▶ [Required action]: Reproduce exactly, and only, the lines below from the one containing "Add v2 resources" through the one containing "MRayermannMSFT, line 8: If".

▶ [Data]:

PR #584, opened 2020-08-25
Integrate background report generation with frontend

### LINKED ISSUE #560: Multi-location: connect report generation frontend to scheduler
**Description**
As with other features, this task involves adding new `JobController` endpoints to `WebApi`, and then using those client calls from Aggregate View.

**Acceptance Criteria**
- [x] `JobController` endpoints are added to `WebApi`;
- [x] call `WebApi` job creation method from Aggregate View study reports when download is requested;
- [x] when snackbar appears, change it to persist with no timeout, and poll `WebApi` status-checking method to update text;
- [x] once job is complete, change snackbar to "done" status, and allow user to download the result.

**Additional Notes**
This may actually be a good task to do after #557 , as it will allow us to more easily run end-to-end tests of background jobs as we work on #558 .

candu:
# Issue Addressed
This PR closes #560 .

# Description
We integrate backgroudn report generation via `scheduler` / `reporter` in the aggregate view within View Data, adding new buttons / modes to match designs and connecting those to new methods in `WebApi` that call relevant API endpoints.

We also add `FcToastJob`, which polls `GET /job/{id}` in the `scheduler` service to check on the status of the given job.  This toast offers job state-dependent actions: undo (i.e. cancel) when the job is in progress, download once it has completed.  Downloads are powered by the new `StorageController`, which returns the result of `storageStrategy.getStream()` in the response and uses `mime-types` to infer MIME type from the storage `key`.

Note that this does _not_ yet include any of the selection / filter modal parts of this feature from the designs; those are coming soon!

# Tests
Tested bulk reporting modes in the frontend for both collision and study reports.  Added unit tests for directory traversal mitigation in `StorageStrategyFilesystem`, as well as for `null` parameters in `QueryString`.

### DIFF
--- a/lib/api/WebApi.js
+++ b/lib/api/WebApi.js
@@ -194,6 +194,14 @@ async function getReportWeb(type, id, reportParameters) {
   };
 }
 
+async function getStorage(namespace, key) {
+  const options = {
+    method: 'GET',
+    responseType: 'blob',
+  };
+  return apiClient.fetch(`/storage/${namespace}/${key}`, options);
+}
+
 async function getStudiesByCentreline(features, studyType, filters, pagination) {
   const s1 = CompositeId.encode(features);
   const data = { s1, ...filters, ...pagination };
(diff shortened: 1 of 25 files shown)


lib/api/WebApi.js
```diff
@@ -181,6 +194,14 @@ async function getReportWeb(type, id, reportParameters) {
   };
 }
 
+async function getStorage(namespace, key) {
+  const options = {
+    method: 'GET',
+    responseType: 'blob',
```
candu, line 200: it would be really nice to make these client-side API wrappers streaming, but we can deal with that later.

lib/controller/StorageController.js
```diff
@@ -0,0 +1,50 @@
...
+    validate: {
+      params: {
+        namespace: Joi.string().required(),
+        key: Joi.string().required(),
+      },
+    },
+  },
+  handler: async (request, h) => {
+    const { namespace, key } = request.params;
+    const fileExists = await storageStrategy.has(namespace, key);
```
candu, line 34: use `Boom.boomify` to handle errors on `storageStrategy.has()` here

Issue #562, opened 2020-07-31
Multi-location: flesh out download manager


candu:
**Description**
In #561 , we created a new route and associated interface for the "download manager", or notifications area.

This task builds on that, replacing the stub interface with actual download job information.

**Acceptance Criteria**
- [x] add a method to `JobMetadataDAO` that fetches download jobs for the current user;
- [x] add an endpoint to `JobController` that fetches metadata and job records for the current user's download jobs;
- [x] using `WebApi`, use this endpoint in the download manager to fetch the list of jobs;
- [x] in the download manager frontend:
  - [ ] sort jobs: first by status (in progress / queued / completed), then by most recent;
  - [x] for jobs in progress, show progress bar and time estimate;
  - [x] for queued jobs, show a "queued" state;
  - [x] for completed jobs that succeeded, show a download link;
  - [ ] for completed jobs that failed, show a retry link.

**Additional Notes**
Unlike #561 , this _will_ have to wait until the rest of the download job infrastructure is in place.

candu:
Going to accept this as done - we should probably get more eyes on it before making any further decisions on how /whether to organize jobs.

candu:
PR #585 addressed this - marking as closed.

PR #585, opened 2020-08-26
Download manager page

### LINKED ISSUE #561: Multi-location: stub out download manager
**Description**
In previous tasks, we scaled out `reporter`, built the `scheduler` service, created a report generation background job, and tied that job in with the frontend.

However, we haven't yet provided users with a way to come back to old download jobs!  Figma designs call for a new "notifications" area, reachable via the left navbar, to contain a record of report generation jobs that the user has submitted.

This task starts the implementation of that new area, which we'll call (for now) the "download manager".

**Acceptance Criteria**
- [x] create new route for download manager in `router.js`;
- [x] add new left nav icon and link it to this new route;
- [x] sketch out rough interface for download manager;
- [x] stub out that interface in the download manager.

**Additional Notes**
This task doesn't actually depend on anything else, and could be implemented immediately - I'd recommend shortly after #553 and #554 are deployed and tested.

candu:
# Issue Addressed
This PR closes #561 and #562 .

# Description
We introduce the MOVE Download Manager (`FcDownloadsManage.vue`), a new top-level page in MOVE where the user can check download status and download previously requested bulk report archives.

To power this interaction, we refactor the job status-polling logic out into a new module `JobPoller`, which is now used from both `FcToastJob` and `FcCardJob`.

We also implement rudimentary read / unread states with the `dismissed` flag in `JobMetadata`.

# Tests
Updated unit and database tests as appropriate.  Tested flows manually in frontend.

### DIFF
--- a/lib/jobs/JobType.js
+++ b/lib/jobs/JobType.js
@@ -34,6 +34,17 @@ JobType.init({
       dataNormalized.s1 = s1;
       return dataNormalized;
     },
+    async validateMetadata(metadata) {
+      const metadataSchema = Joi.object().keys({
+        ...CentrelineSelection,
+        reportExportMode: Joi.enum().ofType(ReportExportMode),
+      });
+
+      const { s1 } = metadata;
+      const metadataNormalized = await metadataSchema.validateAsync(metadata);
+      metadataNormalized.s1 = s1;
+      return metadataNormalized;
+    },
   },
 });
 JobType.NAME_PREFIX = 'MOVE:';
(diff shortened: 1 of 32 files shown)


lib/jobs/JobType.js
```diff
@@ -1,30 +1,50 @@
...
+            type: Joi.enum().ofType(ReportType).required(),
+            id: Joi.string().required(),
+            format: Joi.enum().ofType(ReportFormat).required(),
+          }).unknown(),
+        ),
+      });
+
+      const { s1 } = data;
+      const dataNormalized = await dataSchema.validateAsync(data);
+      dataNormalized.s1 = s1;
```
candu, line 34: there's a few instances in this PR where we have to specially handle `CompositeId` values, all because our `Joi.compositeId()` extension changes the value from a string to an array.

just submitted this as #586 - we can address that separately at some point.  (it would also allow us to simplify the logic here: we could just define `dataSchema`, `metadataSchema` as properties and use those directly.)

PR #979, opened 2024-12-06
Add Tenant view telemetry and sign in button on tenant view 

motm32:
Here is how the button looks: 
image

### DIFF
--- a/package.json
+++ b/package.json
@@ -106,6 +106,12 @@
                 "category": "Azure"
             },
             {
+                "command": "azureResourceGroups.logInButton",
+                "title": "%azureResourceGroups.logInButton%",
+                "category": "Azure",
+                "icon": "$(sign-in)"
+            },
+            {
                 "command": "azureResourceGroups.selectSubscriptions",
                 "title": "%azureResourceGroups.selectSubscriptions%",
                 "category": "Azure",
@@ -392,6 +398,11 @@
                     "submenu": "azureWorkspaceCreate",
                     "when": "view == azureWorkspace",
                     "group": "navigation@1"
+                },
+                {
+                    "command": "azureResourceGroups.logInButton",
+                    "when": "view == azureTenantsView",
+                    "group": "navigation@1"
                 }
             ],
             "view/item/context": [
@@ -510,6 +521,10 @@
                 },
                 {
                     "command": "azureResourceGroups.installExtension",
+                    "when": "never"
+                },
+                {
+                    "command": "azureResourceGroups.logInButton",
                     "when": "never"
                 }
             ],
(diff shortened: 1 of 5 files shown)


alexweininger:
We can merge, but I think the button icon needs discussion. I don't think that icon is clear, I might prefer using no icon and just using text that says "Add Account".

package.json
```diff
@@ -105,6 +105,12 @@
                 "title": "%azureResourceGroups.logIn%",
                 "category": "Azure"
             },
+            {
+                "command": "azureResourceGroups.logInButton",
```
alexweininger, line 109: Should we prefix this command like: `azureTenantsView.logInButton`?

src/tree/tenants/TenantResourceTreeDataProvider.ts
```diff
@@ -43,36 +43,39 @@ export class TenantResourceTreeDataProvider extends ResourceTreeDataProviderBase
     }
 
     async onGetChildren(element?: ResourceGroupsItem | undefined): Promise<ResourceGroupsItem[] | null | undefined> {
-        if (element) {
-            return await element.getChildren();
-        } else {
-            const subscriptionProvider = await getAzureSubscriptionProvider(this);
-            const children: ResourceGroupsItem[] = await OnGetChildrenBase(subscriptionProvider);
+        return await callWithTelemetryAndErrorHandling('tenantResourceTreeDataProvider.onGetChildren', async (context: IActionContext) => {
```
alexweininger, line 46: Nathan might have input here, but do we want to expose our implementation details in telemetry?

A better name might be `azureTenantsView.getChildren`?

src/tree/tenants/registerTenantTree.ts
```diff
@@ -56,8 +56,10 @@ async function updateTenantsSetting(_context: IActionContext, tenants: vscode.Tr
 
     for (const [tenantTreeItem, state] of tenants.items) {
         if (state === vscode.TreeItemCheckboxState.Unchecked) {
+            _context.telemetry.properties.uncheckedTenant = 'true';
```
alexweininger, line 59: We use this now so remove the underscore.

```suggestion
            context.telemetry.properties.uncheckedTenant = 'true';
```

package.json
```diff
@@ -106,10 +106,10 @@
                 "category": "Azure"
             },
             {
-                "command": "azureResourceGroups.logInButton",
-                "title": "%azureResourceGroups.logInButton%",
+                "command": "azureTenantsView.logInButton",
```
alexweininger, line 109: Should the title now be "addAccount"?

alexweininger (approved):

PR #1014, opened 2025-01-10
Add Durable Task Scheduler resource type

philliphoff:
Adds a resource type for the new Durable Task Scheduler resource.


alexweininger:
Is this in preparation for changes to the Functions extension?

philliphoff:
Yes, it'd be to allow the Functions extension to extend DTS resources shown in the Azure tree (which currently show up in the "Unknown" group).  I assume it's still the case that we can't add support without this first step?

alexweininger:
> Is there a reasonable way that I can develop/test the Functions extension support without having this committed first? I seem to vaguely recall a way that I can run multiple in-development extensions together in the same test instance, but it's been a long minute.

Two ways.

First is to package Azure Resources into a vsix and install it then debug Functions.

Second is to use this Launch config which launches both Azure Resources and Azure Functions. But you'll only be able to set breakpoints in the currently opened extension (in this case Functions) https://github.com/microsoft/vscode-azurefunctions/blob/fe58f7faca18e3e52e4bef833db2a9d068dd3746/.vscode/launch.json#L22-L39

philliphoff:
> Second is to use this Launch config which launches both Azure Resources and Azure Functions. But you'll only be able to set breakpoints in the currently opened extension (in this case Functions) https://github.com/microsoft/vscode-azurefunctions/blob/fe58f7faca18e3e52e4bef833db2a9d068dd3746/.vscode/launch.json#L22-L39

@alexweininger That's super useful, thanks; I've used that method to prepare proposed changes to the Functions extension.  I've switched this to a draft PR for now; I'll switch it back when we're ready for both to go in.

philliphoff:
@alexweininger We're ready for the Functions extensions changes to go it, so it'd be great to get this committed whenever convenient.

alexweininger (approved):

alexweininger:
We're releasing tomorrow, do you want these changes included?

philliphoff:
@alexweininger If possible, that'd be great.  If not, when's the next window?

alexweininger:
@philliphoff I can get it in today

PR #1023, opened 2025-01-22
Update version and changelog for v0.10.3

alexweininger:


alexweininger:
Why is the license check hanging 😢

PR #1030, opened 2025-01-29
Add API for getting activities

MRayermannMSFT:


bwateratmsft:
Should this be implemented as an LM tool instead?

MRayermannMSFT:
> Should this be implemented as an LM tool instead?

Long term, yep, this should probably end up as a tool. Also I can close this PR for now. Was just up for our `@azure` hackathon week. :)

PR #1034, opened 2025-01-31
Implement stand-in chat provider for `@azure`

### LINKED ISSUE #1033: Add a faux `@azure` chat participant
This extension should add a faux `@azure` chat participant whose job is to enable discovery of [GitHub Copilot for Azure](https://marketplace.visualstudio.com/items?itemName=ms-azuretools.vscode-azure-github-copilot).

This faux chat participant should:
- Have `disambiguations` which are copied from/the same as `@azure`'s.
- Be conditionally contributed based on a configuration value which enables/disables the faux chat participant.
- Have an implementation which:
    1. If GitHub Copilot for Azure is not installed then the faux chat participant implementation should: 
       - Tell the user that to use `@azure` for help with Azure questions in Copilot Chat, they need to install GitHub Copilot for Azure.
       - Offer a button which will:
          - Install/open extension page for GitHub Copilot for Azure.
          - Disable the faux chat participant.
       - Offer a link (AKA less prominent UX) to disable the faux participant without installing GitHub Copilot for Azure.
    2. If GitHub Copilot for Azure is installed then the faux chat participant implementation should:
       - Set the configuration to disable the faux chat participant.
       - Tell the user they need to restart VS Code.

Within the GitHub Copilot for Azure extension, it may want/need to try and set the configuration value to disable the faux participant.

bwateratmsft:
Fixes #1033


package.json
```diff
@@ -36,6 +36,70 @@
     ],
     "main": "./main.js",
     "contributes": {
+        "chatParticipants": [
+            {
+                "id": "ms-azuretools.azure-agent",
```
bwateratmsft, line 41: Can the ID be different?

package.json
```diff
@@ -36,6 +36,71 @@
...
+                "name": "azure",
+                "fullName": "%chatParticipants.azure.fullName%",
+                "description": "GitHub Copilot for Azure",
+                "isSticky": false,
```
bwateratmsft, line 45: I intentionally did not make it sticky, in case that messes up the switch from standin `@azure` to real `@azure`.

src/chat/chatStandIn.ts
```diff
@@ -0,0 +1,50 @@
...
+        'ms-azuretools.azure-agent',
+        (cr, cc, rs, t) => callWithTelemetryAndErrorHandling('azureResources.chatStandIn', ac => chatStandIn(ac, cr, cc, rs, t))
+    );
+    chatStandInParticipant.iconPath = vscode.Uri.joinPath(context.extensionUri, 'resources', 'GitHubCopilotforAzure.svg');
+
+    context.subscriptions.push(chatStandInParticipant);
+}
+
+async function chatStandIn(
+    _actionContext: IActionContext,
```
bwateratmsft, line 30: Any suggestions for telemetry to capture? *We can't capture the button clicks unless we go through the trouble of registering wrapper commands.

bwateratmsft: We should probably go through the trouble.

package.json
MRayermannMSFT: > Can the ID be different?

I think that would be a good thing to do from a telemetry standpoint. Should make sure there's nothing weird experience wise from that though.

src/chat/chatStandIn.ts
MRayermannMSFT: > We should probably go through the trouble.

Agreed.

package.json
bwateratmsft: Testing suggests it doesn't really work well if that's done.

MRayermannMSFT:
Need to make sure this doesn't ship until the GHCP4A side has shipped.

package.json
```diff
@@ -632,6 +697,11 @@
                         "items": {
                             "type": "string"
                         }
+                    },
+                    "azureResourceGroups.enableChatStandIn": {
```
MRayermannMSFT, line 701: So just to check, the `configurationDefaults` will override this?

bwateratmsft: Yes, I've experimented and it seems to be working as intended.

nturinski (approved):

PR #1035, opened 2025-02-04
Create fake ask azure command

JasonYeMSFT:
This PR creates a fake `Ask @azure` command to the resource extension to expose it when the GitHub Copilot for Azure extension is not installed.

## Visibility

As of today, the `Ask @azure` command is only displayed when the GitHub Copilot for Azure extension is installed. After https://github.com/microsoft/vscode-azureresourcegroups/pull/1034 adds a stand-in chat provider, we can make this command always available to the user and let the stand-in chat provider handle the scenarios where the that extension is not installed.


src/chat/resourceConnection.ts
```diff
@@ -0,0 +1,152 @@
...
+            type: type,
+            kind: kind,
+            name: name,
+            subscriptionId: subscriptionId,
+            resourceGroup: resourceGroup,
+        };
+    }
+}
+
+export async function getTokenCredentialForAzureResourceConnection(subscriptionProvider: AzureSubscriptionProvider, connection: AzureResourceConnection): Promise<{ credential: TokenCredential, tenantId: string } | undefined> {
```
MRayermannMSFT, line 138: This doesn't need to be in this extension. I'll delete next week while Jason is gone.

src/chat/resourceConnection.ts
```diff
@@ -0,0 +1,152 @@
...
+
+export type AzureResourceConnection<TypeT = string, KindT = string | undefined> = {
+    type: TypeT;
+    kind?: KindT;
+    name: string;
+    subscriptionId: string;
+    resourceGroup: string;
+};
+
+export function partialConnectionHasAtLeastOneField(partialConnection: object): boolean {
```
MRayermannMSFT, line 17: A bunch of these helpers probably aren't needed? Will need to double check next week while Jason is gone.

src/chat/chatStandIn.ts
```diff
@@ -40,7 +40,11 @@ async function chatStandIn(
         command: 'azureResourcesGroups.installGitHubCopilotForAzureFromChat',
     });
 
-    responseStream.markdown(vscode.l10n.t('After that, please repeat your question.'));
+    if (request.prompt.startsWith("/setResourceContext ")) {
```
MRayermannMSFT, line 43: Talked to Jason offline. I'll refactor to just do an exact prompt match.

bwateratmsft (approved):

PR #1037, opened 2025-02-06
Add an Ask @azure command to command palette

JasonYeMSFT:
Add an Ask azure command in command palette that can take a user prompt using input box and submit the prompt to the GitHub Copilot for Azure agent in chat window.


spboyer (approved):

jinglouMSFT:
@JasonYeMSFT if a user asks a question from the command palette, would you reset the chat history or continue with the existing chat history? Or it's conditional?  I don't see that in the code here.  Is that handled on the @azure side?

spboyer:
> @JasonYeMSFT if a user asks a question from the command palette, would you reset the chat history or continue with the existing chat history? Or it's conditional? I don't see that in the code here. Is that handled on the @Azure side?

It should start a new conversation each time the question is asked. 

The code to do that is in the PR
```
await vscode.commands.executeCommand("workbench.action.chat.newChat");
```

MicroFish91 (dismissed):

src/chat/askAzure.ts
```diff
@@ -0,0 +1,13 @@
+/*---------------------------------------------------------------------------------------------
+ *  Copyright (c) Microsoft Corporation. All rights reserved.
+ *  Licensed under the MIT License. See License.txt in the project root for license information.
+ *--------------------------------------------------------------------------------------------*/
+
+import { IActionContext } from "node_modules/@microsoft/vscode-azext-utils";
```
bwateratmsft, line 6: It's a type-only import so it doesn't end up mattering after transpilation, but this import should be:
```suggestion
import { IActionContext } from "@microsoft/vscode-azext-utils";
```

spboyer:
Can we do an "if" here? If there is an existing conversation then continue otherwise start a new

JasonYeMSFT:
We reached an offline decision that we are going to always start a new conversation when the command is invoked.

MRayermannMSFT (approved):

alexweininger (approved):

bwateratmsft (approved):

PR #1052, opened 2025-02-18
Add v2 resources API for getting selected resource and recently used resources

MRayermannMSFT:


src/utils/usedAndSelectedResources.ts
```diff
@@ -0,0 +1,83 @@
+/*---------------------------------------------------------------------------------------------
+ *  Copyright (c) Microsoft Corporation. All rights reserved.
+ *  Licensed under the MIT License. See License.txt in the project root for license information.
+ *--------------------------------------------------------------------------------------------*/
+
+import { ext } from "../extensionVariables";
+
+function nodeHasIdAndMaybeResource(node: unknown): node is { id: string, resource?: { kind?: string } } {
```
MRayermannMSFT, line 8: If there's a better way to be doing this, please let me know.

I couldn't find any types that exposed the `resource` property on nodes. I also found that `AzExtTreeItem` does expose the `id` property at least, but none of the nodes I tested against were able to pass the `isAzExtTreeItem` type guard so 🤷‍♀️.

api/src/resources/resourcesApi.ts
```diff
@@ -60,4 +60,14 @@ export interface ResourcesApi {
      * @param options - Options for revealing the resource. See {@link vscode.TreeView.reveal}
      */
     revealAzureResource(id: string, options?: VSCodeRevealOptions): Promise<void>;
+
+    /**
+     * Gets a list of Azure resources (ARM ID and maybe kind) that have been recently used/interacted with in the Azure Resources extension.
+     */
+    getRecentlyUsedAzureResources(): Promise<{ id: string, kind?: string }[]>;
```
MRayermannMSFT, line 67: I don't have a hard feeling on the names of these functions. Please tell me if you want them changed.

src/utils/usedAndSelectedResources.ts
bwateratmsft: I think the type you're looking for is `AzureResourceItem`

api/src/resources/resourcesApi.ts
alexweininger: Should we make a note that it doesn't track subscriptions or resource groups?

src/utils/usedAndSelectedResources.ts
```diff
@@ -0,0 +1,84 @@
...
+}
+
+function getArmIdAndMaybeKindFromTreeNode(node: unknown | undefined): { id: string, kind?: string } | undefined {
+    if (node && nodeHasIdAndMaybeResource(node)) {
+        const resourceIdParts = node.id.split("/");
+        const subscriptionsIdx = resourceIdParts.indexOf("subscriptions");
+        const resourceGroupsIdx = resourceIdParts.indexOf("resourceGroups");
+        const providersIdx = resourceIdParts.indexOf("providers");
+        if (subscriptionsIdx === resourceIdParts.length - 8 && resourceGroupsIdx === resourceIdParts.length - 6 && providersIdx === resourceIdParts.length - 4) {
+            const resourceId = resourceIdParts.slice(-8).join("/");
```
alexweininger, line 34: We typically keep the beginning slash

```suggestion
            const resourceId = "/" + resourceIdParts.slice(-8).join("/");
```

src/utils/usedAndSelectedResources.ts
alexweininger: Yeah, if we're only looking for resources not including subs, RGs, and nodes below resources then `AzureResourceItem` should work.

src/utils/usedAndSelectedResources.ts
```diff
@@ -0,0 +1,54 @@
...
+ *  Licensed under the MIT License. See License.txt in the project root for license information.
+ *--------------------------------------------------------------------------------------------*/
+
+import { AzExtTreeItem } from "@microsoft/vscode-azext-utils";
+import { TreeView } from "vscode";
+import { ext } from "../extensionVariables";
+
+
+export async function getSelectedAzureResource(): Promise<string | undefined> {
+    const resourceTreeView = (ext.appResourceTreeView as TreeView<AzExtTreeItem>);
```
bwateratmsft, line 12: I don't think these trees actually use `AzExtTreeItem`, right @alexweininger?

MRayermannMSFT: I went off the fact that this is the assignment to the extension variable.

`ext.appResourceTreeView = treeView as unknown as vscode.TreeView<AzExtTreeItem>;`

alexweininger: I would do `{ id?: string }`.

alexweininger (approved):
LGTM. I'll follow up with a PR that preps the api package for release.

alexweininger:
Since you bumped the version, could you do steps 1-4 from this doc too? https://github.com/microsoft/vscode-azureresourcegroups/blob/main/api/CONTRIBUTING.md

alexweininger (approved):

PR #1068, opened 2025-02-25
Fix ask azure gif resource path

JasonYeMSFT:


bwateratmsft (approved):
Aha! That's what it is!

PR #1071, opened 2025-02-28
Changes for adding sub/resource id telemetry

nturinski:
Relies on https://github.com/microsoft/vscode-azuretools/pull/1906/files

Same issue here-- we can't shallow copy the context as it won't preserve the properties that the wizards alter.


src/api/compatibility/pickAppResource.ts
```diff
@@ -18,6 +18,7 @@ export function createCompatibilityPickAppResource() {
             childItemFilter: convertExpectedChildContextValueToContextValueFilter(options?.expectedChildContextValue)
         });
 
+        context.resourceId = result.id;
```
nturinski, line 21: This is needed for client extensions that use this when retrieving a resource via tree item picker (usually the command pallette)

alexweininger (approved):

PR #1109, opened 2025-03-31
Update activity log collapsible state and log total duration

MicroFish91:
WIP... 
Relies on upcoming Azure Tools PRs, may be out of sync with changes proposed there, but illustrates the basic ideas.

This PR:
- Makes the initial collapsible state expanded so that progress items are now shown by default
- Shows the duration of an activity in the description of the ActivityTreeItem


MicroFish91:
Working off of Nathan's v2 changes now, closing as no longer relevant

PR #1482, opened 2026-06-08
Move skills to resources/agents instruction files

nturinski:


MicroFish91 (approved):
Not sure what we want to do about the shared-references folder, but let's merge and test this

▶ [Solution below]:
Add v2 resources API for getting selected resource and recently used resources

MRayermannMSFT:


src/utils/usedAndSelectedResources.ts
```diff
@@ -0,0 +1,83 @@
+/*---------------------------------------------------------------------------------------------
+ *  Copyright (c) Microsoft Corporation. All rights reserved.
+ *  Licensed under the MIT License. See License.txt in the project root for license information.
+ *--------------------------------------------------------------------------------------------*/
+
+import { ext } from "../extensionVariables";
+
+function nodeHasIdAndMaybeResource(node: unknown): node is { id: string, resource?: { kind?: string } } {
```
MRayermannMSFT, line 8: If there's a better way to be doing this, please let me know.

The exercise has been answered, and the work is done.